= Geoff Monty =

British motorcycle racer

Monty in 1969 working on a Triumph cylinder head with a twin spark plug conversion using additional, centrally-located, smaller 10 mm plugs, mounted into a bench-vice via a tube screwed into one of the original 14 mm plug-threads

Geoff Monty was an English professional motorcycle racer, constructor, rider-sponsor and retail dealer, initially based in Kingston on Thames and later – under the name Monty and Ward – Twickenham areas, near London, with a move to Edenbridge, Kent by 1968.

In the mid-1950s he produced and campaigned his own brand of racing motorcycle known as the "Geoff Monty Special" (GMS), based on his own design of semi-spine frame with rectangular-section swinging-arm and a 350 cc BSA Gold Star engine having modified internals to achieve a capacity slightly under 250 cc.

In 1964 AMC announced their brands would be no longer produce any race machines – the 500 cc Manx Norton and Matchless G50 or the 350 cc AJS 7R.

Monty, in conjunction with his business partner Allen Dudley-Ward, a renowned Triumph tuner and ex-racer, recognised a business opportunity and developed a new machine initially named Monward, based on his proven GMS frame and swinging-arm, initially fitted with a 650 cc Triumph Bonneville engine which was used as a test-bed by then-contracted rider, Bill Ivy.

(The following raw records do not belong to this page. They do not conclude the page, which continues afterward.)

PR #16997, opened 2026-06-23
feat(system): expose SSE follow-connection metrics in Prometheus

nkwiatkowski:
## What

Each SSE streaming service registers, tagged by `sse_type` (`logs` / `execution` / `dependencies`):

- **Gauge** `kestra_sse_connections_active{sse_type=…}` — currently-open follow connections, read live from the service's `subscribers` map (`subscribers.values().stream().mapToInt(Map::size).sum()`).
- **Counter** `kestra_sse_connections_opened_total{sse_type=…}` — cumulative opens; its `rate()` exposes the reconnect churn that drives the leak.

Instrumented services:
- `core/.../services/LogStreamingService.java`
- `core/.../services/ExecutionStreamingService.java`
- `webserver/.../services/ExecutionDependenciesStreamingService.java`

Metric name + tag constants added to `core/.../metrics/MetricRegistry.java`, next to the existing `queue.subscribers.active` block. Registration follows the existing `QueueLagPoller` gauge pattern; the gauge `Supplier` runs per scrape (O(active executions), negligible; `ConcurrentHashMap` iteration is thread-safe).

## Why

Lets operators correlate SSE connection count/churn with memory growth, confirm the fix in #16984 works, and alert on reconnect storms.

## Test

- Manual: open an execution's logs + a dependency view, `curl localhost:8081/prometheus | grep sse_connections` → `kestra_sse_connections_active{sse_type="logs"}` rises while following and falls after closing; `..._opened_total` increments per open.

Refs #16982

### DIFF
--- a/core/src/main/java/io/kestra/core/metrics/MetricRegistry.java
+++ b/core/src/main/java/io/kestra/core/metrics/MetricRegistry.java
@@ -200,6 +200,10 @@ public class MetricRegistry {
     public static final String METRIC_QUEUE_SUBSCRIBERS_PAUSED_TOTAL_DESCRIPTION = "The total number of queue subscribers pause operations";
     public static final String METRIC_QUEUE_SUBSCRIBERS_RESUMED_TOTAL = "queue.subscribers.resumed.total";
     public static final String METRIC_QUEUE_SUBSCRIBERS_RESUMED_TOTAL_DESCRIPTION = "The total number of queue subscribers resume operations";
+    public static final String METRIC_SSE_CONNECTIONS_ACTIVE = "sse.connections.active";
+    public static final String METRIC_SSE_CONNECTIONS_ACTIVE_DESCRIPTION = "Number of currently-open Server-Sent Events (SSE) follow connections";
+    public static final String METRIC_SSE_CONNECTIONS_OPENED_TOTAL = "sse.connections.opened.total";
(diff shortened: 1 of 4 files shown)


nkwiatkowski:
Reworked per review feedback (thanks @loicmathieu): moved the instrumentation from the three streaming services to the **controller Flux pipeline** — closest to the actual SSE connection lifecycle. A reusable `SseConnectionMetrics.track(flux, type)` decorator increments on `doOnSubscribe` and decrements in `doFinally` (complete/error/cancel/timeout), so the active gauge tracks real open/close (and correctly counts short-circuited connections too). Metric names/tags unchanged.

The name Monward derived from their surnames Monty and Dudley-Ward. The concept was then further developed – as Monty had done with the BSA Gold Star engine – by reducing the 650 cc capacity to under 500 cc, retaining the standard bore of 71 mm but shortening the stroke to 62.5 mm, using a new crankshaft having a shortened throw made by sidecar racer Owen Greenwood together with 10 mm shaved-off the standard cast-iron barrels. Additionally, an option was to instead fit the contemporary Triumph production engine with a standard 500 cc capacity. Both types of engine were tuned and built by Allen Dudley-Ward featuring his Manx Norton oil pump conversion.

The now-oversquare modified engine used the 650 Bonneville twin-carb cylinder head having bigger valves, ports and carburettors than a standard Triumph 500, allowing for efficient air-fuel intake at racing speeds. The 650-size crank journals and main bearings were larger than a 500 which allowed for greater reliability.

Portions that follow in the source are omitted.